Seeing Blue? Time to Take a Break from the Computer

Healthy Living

March 6, 2018

Thanks to computers, smartphones and TVs, you stare at screens for most of the day. What you may not know though is that these screens emit blue light that can damage your eyes and cause other health issues. These issues can be detected by regular eye exams. Here’s a closer look at blue light, how it affects your vision and what you can do to prevent problems.

What is Blue Light?

Not sure what blue light is? Let’s refresh your memory with some science. The human eye is sensitive to short wavelengths of visible light. “Visible light” is just the phrase that we use to describe light that the human eye is capable of seeing. Blue light, like the kind emitted from electronic devices, falls on the short end of the spectrum. There are pros and cons to blue light exposure. In small amounts, blue light actually affords some benefits. Exposure to small amounts can increase your overall feeling of well-being. Too much exposure, however, may adversely affect your health.

Eye Health and Blue Light

For years, it’s been suggested that blue light from electronics, including phones and tablets, damages your eyes. The American Academy of Ophthalmology disagrees. No conclusive evidence says that blue light from technology affects your eyes, even for people who stare at screens all day. There are other problems with staring at screens, though. Eye strain is a real problem for the modern worker, but that has nothing to do with the light being emitted from your laptop.

Still, some experts argue that blue light itself puts a huge strain on your eyes and that it can cause oxidative damage. Studies suggest that oxidative damage plays a significant role in macular degeneration that occurs with age. As macular degeneration worsens, it causes significant vision loss.

To make matters worse, a recent study suggests that blue light presents a bigger problem for children. Their eyes absorb more blue light from digital screens than adults. The study warns that parents may be allowing their children to spend too much time on digital devices, which damages their eyes. Researchers are also exploring the possibility that too much exposure to blue light can cause cataracts later in life. It’s important to get your children’s eye sight checked once or twice a year early on, especially since computer, phone and TV screens are being introduced to these little eyes earlier in life.

Beyond Vision – The Impact of Blue Light on Sleep

Blue light’s impact on eye health may be debatable, but its negative effect on sleep isn’t. This kind of light can interfere with your natural sleep cycle because the brain confuses blue light with sunlight. In fact, sunlight emits the greatest amount of natural blue light, making it a huge and unavoidable part of daily life.

Because your brain confuses blue light with sunlight, it won’t produce the necessary melatonin to help you fall asleep, which can lead to a host of problems. Sleep deprivation can make it harder for you to learn, make decisions or function properly. It’s also harder on your day-to-day memory. To make matters worse, not getting enough sleep at night can lead to a buildup of neurotoxins, which makes it harder for you to get quality rest when you do finally fall asleep.

Disruptions in melatonin production can cause other problems in your body as well. People with low levels of melatonin are more prone to psychological issues, such as depression. It also messes with hormones in the body. One hormone in particular is ghrelin, the hormone that controls hunger. As a result, people with low melatonin levels tend to struggle with obesity.

Can You Turn Off the Blue Light?

With evidence to suggest that blue light causes a slew of health problems, you might be wondering if it’s possible to power down the blue light in your life. Unfortunately, the short answer is no. Because sunlight emits the greatest source of this light, you’re unlikely to avoid it altogether. But you can take steps to cut down on your exposure.

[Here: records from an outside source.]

PR #247, opened 2018-05-16
[1] fix(854): Add function to get permitted admin

yoshwata:
## Context

This pr fixes the issue [854](https://github.com/screwdriver-cd/screwdriver/issues/854)

## Objective

I add the function to delete the admin not permitted, and return the admin permitted. `pipeline.admin` enables to use admin who are not delete or suspended from repository.

## References

https://github.com/screwdriver-cd/screwdriver/issues/854

## Related PRs
https://github.com/screwdriver-cd/executor-queue/pull/25
https://github.com/screwdriver-cd/models/pull/247
https://github.com/screwdriver-cd/screwdriver/pull/1061


lib/pipeline.js
```diff
@@ -499,6 +487,50 @@ class PipelineModel extends BaseModel {
         return admin;
     }
 
+    async getFirstAdmin() {
```
tkyi: missing jsdocs

lib/pipeline.js
```diff
@@ -499,6 +487,50 @@ class PipelineModel extends BaseModel {
...
+        /* eslint-disable no-restricted-syntax */
+        for (const username of Object.keys(this.admins)) {
+            try {
+                /* eslint-disable no-await-in-loop */
```
tkyi: can replace with `// eslint-disable-next-line no-await-in-loop` and delete line 496

test/lib/pipeline.test.js
```diff
@@ -761,25 +767,50 @@ describe('Pipeline Model', () => {
...
+    describe('getFirstAdmin', () => {
+        beforeEach(() => {
+            getUserPermissionMocks({ username: 'batman', push: false });
+            getUserPermissionMocks({ username: 'robin', push: true });
+        });
+
+        it('has an admin robin', () => {
+            const admin = pipeline.getFirstAdmin();
+
+            admin.then((realAdmin) => {
```
tk3fftk: need `return` for correct test.

lib/pipeline.js
```diff
@@ -499,6 +487,50 @@ class PipelineModel extends BaseModel {
...
+                });
+            } catch (e) {
+                /* eslint-disable no-console */
+                console.log(e);
+                /* eslint-disable no-console */
+            }
+        }
+        /* eslint-disable no-restricted-syntax */
+
+        return false;
```
tk3fftk: Is this line needed or Is `return false` enough?

lib/pipeline.js
yoshwata: I add jsdocs. Thank you!

lib/pipeline.js
yoshwata: I fixed. Thank you!

lib/pipeline.js
```diff
@@ -499,6 +487,54 @@ class PipelineModel extends BaseModel {
...
+                                    return reject();
+                                }
+
+                                return resolve(realUser);
+                            });
+                    });
+                });
+            } catch (e) {
+                /* eslint-disable no-console */
+                console.log(e);
```
tk3fftk: `undefined` may be printed if `return reject()` is called.
I think need more information for logging or delete this `console.log`.

lib/pipeline.js
yoshwata: This is for lint. 
```
error  Expected to return a value at the end of async method 'getFirstAdmin'  consistent-return
```
Do you have any ideas other than `false`?

lib/pipeline.js
yoshwata: Thank you. I tried to delete, but `No catch clause` and `Empty block statement` is prohibited. Thus I add log message.

test/lib/pipeline.test.js
yoshwata: Thank you. I fixed.

lib/pipeline.js
yoshwata: I add `delete` non admin user in `catch`, and I could delete the `console.log`. I thought this is better.

lib/pipeline.js
```diff
@@ -499,6 +487,50 @@ class PipelineModel extends BaseModel {
...
+     * This function deletes admins who does not have proper
+     * GitHub permission, and returns an proper admin.
+     * @method getFirstAdmin
+     * @return {Promise}
+     */
+    async getFirstAdmin() {
+        /* eslint-disable no-restricted-syntax */
+        for (const username of Object.keys(this.admins)) {
+            try {
+                /* eslint-disable-next-line no-await-in-loop */
```
tkyi: should be a `//` format comment for next line only
like https://github.com/screwdriver-cd/models/blob/master/lib/templateFactory.js#L65

lib/pipeline.js
```diff
@@ -499,6 +487,50 @@ class PipelineModel extends BaseModel {
...
+
+                                return resolve(realUser);
+                            });
+                    });
+                });
+            } catch (usernameNotAdmin) {
+                delete this.admins[usernameNotAdmin];
+            }
+        }
+        /* eslint-disable no-restricted-syntax */
```
tkyi: should be eslint-enable*

lib/pipeline.js
```diff
@@ -499,6 +487,50 @@ class PipelineModel extends BaseModel {
...
+                /* eslint-disable-next-line no-await-in-loop */
+                return await new Promise((resolve, reject) => {
+                    // Lazy load factory dependency to prevent circular dependency issues
+                    // https://nodejs.org/api/modules.html#modules_cycles
+                    /* eslint-disable global-require */
+                    const UserFactory = require('./userFactory');
+                    /* eslint-enable global-require */
+                    const factory = UserFactory.getInstance();
+
+                    const user = factory.get({
```
d2lam: would this need `await`?

lib/pipeline.js
d2lam: I think `null` would make more sense in this scenario.

yoshwata: I add `throw new Error('Pipeline has no admin')`. I think this make it easy to understand what happened.

lib/pipeline.js
yoshwata: `UserFactory.get` is [here](https://github.com/screwdriver-cd/models/blob/master/lib/userFactory.js#L76).  It uses `Promise` only `return` context, so I think `return` will be called after `Promise` is resolved. Thus `factory.get` synchronized  without `await`.

lib/pipeline.js
yoshwata: I fixed. Thank you!

lib/pipeline.js
yoshwata: I fixed. Thank you!

tkyi (approved):
👍 LGTM

lib/pipeline.js
```diff
@@ -471,22 +471,10 @@ class PipelineModel extends BaseModel {
...
-        /* eslint-disable global-require */
-        const UserFactory = require('./userFactory');
-        /* eslint-enable global-require */
-        const factory = UserFactory.getInstance();
-
-        const admin = factory.get({
-            username: Object.keys(this.admins)[0],
-            scmContext: this.scmContext
-        });
+        const admin = this.getFirstAdmin();
```
minzcmu, line 477: Why not just `return this.getFirstAdmin()`?

lib/pipeline.js
```diff
@@ -499,6 +487,50 @@ class PipelineModel extends BaseModel {
...
+     * GitHub permission, and returns an proper admin.
+     * @method getFirstAdmin
+     * @return {Promise}
+     */
+    async getFirstAdmin() {
+        /* eslint-disable no-restricted-syntax */
+        for (const username of Object.keys(this.admins)) {
+            try {
+                // eslint-disable-next-line no-await-in-loop
+                return await new Promise((resolve, reject) => {
```
minzcmu: I am very confused by the code here since it's a mix of promise and async/await. If this is an async function, can we do something like this by using only async/await? 
```
try { 
    const user = await factory.get({});
    const permission =  await user.getPermissions();
    
     if (hasPermission....) {
          return ...
     } 
     
      throw err ....
} catch (err) { 
}
```

minzcmu (changes requested):

lib/pipeline.js
yoshwata: It is because `admin` is used [here](https://github.com/sonic-screwdriver-cd/models/blob/1e4da9ca7e82ec42f747499ecb488430c778a551/lib/pipeline.js#L484). I think it's for using  `admin` as property.

lib/pipeline.js
yoshwata: Thank you. It seems to work properly, and the code is nice. I fixed.

lib/pipeline.js
yoshwata: I'm sorry, I was wrong. It should be add `await` here. Thank you for comment.

lib/pipeline.js
```diff
@@ -499,6 +487,46 @@ class PipelineModel extends BaseModel {
...
+
+                // eslint-disable-next-line no-await-in-loop
+                const permission = await user.getPermissions(this.scmUri);
+
+                if (permission.push) {
+                    return user;
+                }
+
+                throw username;
+            } catch (usernameNotAdmin) {
```
jithine: why do you need `try - catch` here ? Instead of throwing in above line just do `delete this.admins[usernameNotAdmin]` there.

jithine (commented):
Does this sync back with git ? If new admins are added to git repo, is that handled ?

yoshwata:
@jithin1987 
https://github.com/screwdriver-cd/models/pull/247#pullrequestreview-123038350
> Does this sync back with git ? If new admins are added to git repo, is that handled ?

I think it is handled in another PR. New admins is added at [here](https://github.com/screwdriver-cd/screwdriver/pull/1061/files#diff-c235b867dd7760ebecef690395deec8bR57) before sync.

lib/pipeline.js
yoshwata: `try - catch` is used to catch application or system error, so it might be not needed for this situation. I removed `try - catch`. Thank you!

minzcmu (approved):

jithine (approved):
👍

lib/pipeline.js
```diff
@@ -499,6 +487,42 @@ class PipelineModel extends BaseModel {
...
 
+    /**
+     * This function deletes admins who does not have proper
+     * GitHub permission, and returns an proper admin.
+     * @method getFirstAdmin
+     * @return {Promise}
+     */
+    async getFirstAdmin() {
+        /* eslint-disable no-restricted-syntax */
+        for (const username of Object.keys(this.admins)) {
```
jithine, line 498: can this be made an array instead of object so that we can maintain order of admins. With features like ([External SD Config](https://github.com/screwdriver-cd/screwdriver/issues/937), person who created first might have a wider permissions in other repositories which new admins might not have. So trying to see if we can have order.

lib/pipeline.js
minzcmu: since `this.getFirstAdmin()` is an async function, do we need `await` here?

minzcmu (changes requested):

lib/pipeline.js
yoshwata: The idea that the order of admins related to width of permission is not reasonable.
That is defined too implicitly, so anyone can't notice the admin hierarchy.

Pipeline's admin will get fuzzy in the context of external config.

It is just an idea, but solusions of this problem are
1. Add new model for scmList, and each scm repository, not pipline, has admins.
2. Admin should have push permission of all repositories of `scmList`, so admin will be removed if any of the permission of `scmList` goes off. (If we keep using pipeline's admin)

jithine: AFAIK `admins` is an object of form `{adminName: true}`, and we are not making use of the object to store anything other than `true` so why not just make it an array ? However not a priority.

I agree this can't bring a solution to `scmList` auth concerns. And it seems that we might get insertion order for free http://2ality.com/2015/10/property-traversal-order-es6.html, assuming `admins` object is constructed similarly each time it's instantiated.

lib/pipeline.js
yoshwata: @minz1027 
> since this.getFirstAdmin() is an async function, do we need await here?

Only `async` function can have `await`, and `getter` seems not to be able to have `async`.

It might not need to add await in `this.getFirstAdmin()`.

If `pipepline.admin` is called from `async` function, I await like [here](https://github.com/screwdriver-cd/executor-queue/pull/25/files#diff-168726dbe96b3ce427e7fedce31bb0bcR166). If `pipeline.admin` is in NOT `async` function, `admin` is referred in `then` context like [here](https://github.com/screwdriver-cd/screwdriver/pull/1061/files#diff-7a514e440aa937beee722c7ac84dfb93R224).

yoshwata:
@minz1027 
> since this.getFirstAdmin() is an async function, do we need await here?

Only `async` function can have `await`, and `getter` seems not to be able to have `async`.

It might not need to add await in `this.getFirstAdmin()`.

If `pipepline.admin` is called from `async` function, I await like [here](https://github.com/screwdriver-cd/executor-queue/pull/25/files#diff-168726dbe96b3ce427e7fedce31bb0bcR166). If `pipeline.admin` is in NOT `async` function, `admin` is referred in `then` context like [here](https://github.com/screwdriver-cd/screwdriver/pull/1061/files#diff-7a514e440aa937beee722c7ac84dfb93R224).

minzcmu (approved):

minzcmu:
@yoshwata Thanks for the explanation! good to merge! 👍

If you work with or on computers all day, adopt the 20-20-20 rule: Every 20 minutes, take a 20-second break to look at a non-electronic object at least 20 feet away. This gives your eyes a chance to rest, and it’ll break the constant flow of blue light into your retinas. For children, limit their exposure to things like tablets and TV, and encourage more tangible creative play instead.

Smartphones are another chief concern because of how close people hold them to their faces. And if you’re someone who uses your phone to relax at night, consider a new habit, like reading using a physical book.

Other Safety Tips

Unless you move to the woods and detach from the world (and never go outside), it’s not possible to eliminate all sources of blue light from your life. It is possible, however, to adopt smart strategies for reducing exposure. Here’s how:

  • Place your computer screen 20 to 26 inches away from your face, at slightly below eye level. Distance matters when it comes to blue light exposure.
  • Invest in a glare filter for your computer screen or other digital devices. Removing glare reduces strain on the eyes and removes some blue light in the process.
  • Download computer programs that remove blue light from your computer screen. Programs like f.lux also allow you to set timers during the day so that once the evening rolls around, your electronics will dim the blue light for you.

Limiting the amount of time that you spend on the computer can help too. Taking frequent breaks reduces your exposure to blue light and gives your eyes a rest. Think of your eye as a muscle. When you flex that muscle, it gets tired. Like any other muscle in your body, you have to rest it from time to time.